# Electric field inside a cavity within a uniformly charged sphere

1. Jan 21, 2010

### semc

A uniformly charged sphere (center 0,0) with radius 2a and volume charge density $$\sigma$$ has a cavity within it (center 0,a) with radius a. Show that the electric field within the cavity is uniform and Ex=0 Ey=$$\frac{a\sigma}{3\epsilon}$$ where \epsilon is the permittivity of free space.

Hi, I am able to prove the E field however I don't understand why we are only concern of the x and y-axis what about the z-axis? Why is E=Ey? Why is the E field of the cavity solely due to the y-axis? If that is the case won't the answer be the same if the question ask for a circle instead of a sphere?

2. Jan 21, 2010

### JaWiB

There's no charge in the cavity? I must be misreading because this makes no sense to me. If there is no charge in the cavity, the electric field should be zero, shouldn't it?

Even if there is charge in the cavity, the electric field wouldn't be uniform, or at least it wouldn't be solely in the y-direction because of symmetry...

3. Jan 23, 2010

### semc

No charge in the cavity? I didn't say that. I only said the E-field in the x-direction is zero. Yes that is what i am trying to ask why the question says the E-field is only in the y-direction

4. Jan 23, 2010

### vela

Staff Emeritus
Generally, a cavity is empty, so the natural assumption is that there is no charge in that region.

You must be leaving out or misstating some important information because with the problem as currently stated, the electric field should reflect the spherical symmetry in the problem.

5. Jan 23, 2010

### RoyalCat

You're misunderstanding the problem. :) The cavity is shaped something like this:

With the axes aligned a bit differently, and different numerical values for the radius of the cavity and the center-to-center distance of the cavity and the charged sphere.

The situation only has axial symmetry with respect to rotation about the y axis. There is no spherical symmetry to speak of.

I really liked this question when I first solved it in a class about gravitation. You get the same result there (Due to the analogous nature of the 1/r² gravitational field)
Interestingly enough, you get a similar result when you consider an infinitely long cylindrical current-carrying wire, with a cylindrical hole whose center is offset from the center of the wire.
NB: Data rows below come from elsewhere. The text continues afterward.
PR #1134, opened 2020-04-03
Add runtime info handler in KEB

mszostok:
**Description**

- Add runtime info handler in KEB


components/kyma-environment-broker/internal/appinfo/dto.go
```diff
@@ -0,0 +1,30 @@
...
+		SubAccountID      string    `json:"subaccountId"`
+		ServiceInstanceID string    `json:"serviceInstanceId"`
+		ServiceClassID    string    `json:"serviceClassId"`
+		ServiceClassName  string    `json:"serviceClassName"`
+		ServicePlanID     string    `json:"servicePlanId"`
+		ServicePlanName   string    `json:"servicePlanName"`
+		Status            DTOStatus `json:"status"`
+	}
+
+	DTOStatus struct {
```
piotrmiskiewicz, line 18: please, use one convention, DTO as suffix or prefix, see: RuntimeDTO and DTOStatus

components/kyma-environment-broker/internal/storage/dbsession/read.go
```diff
@@ -1,18 +1,42 @@
...
+
+	"github.com/gocraft/dbr"
 	"github.com/pivotal-cf/brokerapi/v7/domain"
 )
 
 type readSession struct {
 	session *dbr.Session
 }
 
+func (r readSession) FindAllInstancesJoinedWithProvisionOperation(prct ...predicate.Predicate) ([]internal.InstanceWithOperation, dberr.Error) {
```
piotrmiskiewicz, line 20: it seems it will also join with deprovisioning operation, is that ok?

components/kyma-environment-broker/internal/appinfo/dto.go
mszostok: agree, fixed 👍

components/kyma-environment-broker/internal/storage/dbsession/read.go
mszostok: yes, check the testdata result there is also a test for that :)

There too you get a uniform (Both in magnitude and direction) $$\vec B$$ field inside the cavity. :) Quite remarkable!

I don't know how you've solved the problem, but I suggest that you do the following:
Solve it again, but this time give the cavity a parametric radius, and give the center-to-center separation a parametric radius as well. Don't align the center-to-center vector with any of the axes either.

In other words, try and solve the problem in the most general case. I assume the approach you've taken is to treat the cavity as an area that has super-positioned positive and negative charge densities of equal magnitudes (Yielding 0 net charge).

If you take the vector sum of the 2 sources of E-Field (Filling in the cavity with positive charge and negative charge means you only need to deal with a whole positive sphere centered at the origin, and a negative sphere centered at the center-to-center separation distance) you find that it is constant both in magnitude and direction.

The E-Field doesn't just point in the y-direction, it points in the direction of the center-to-center separation!
One could even guess that due to the axial symmetry of the situation, that the E-Field would be symmetrical with respect to rotation about that axis.
A field constant in magnitude and direction, however, is an incredible result! :)

Last edited: Jan 23, 2010
6. Jan 23, 2010

### vela

Staff Emeritus
You're right. I overlooked the info about where the cavity was centered.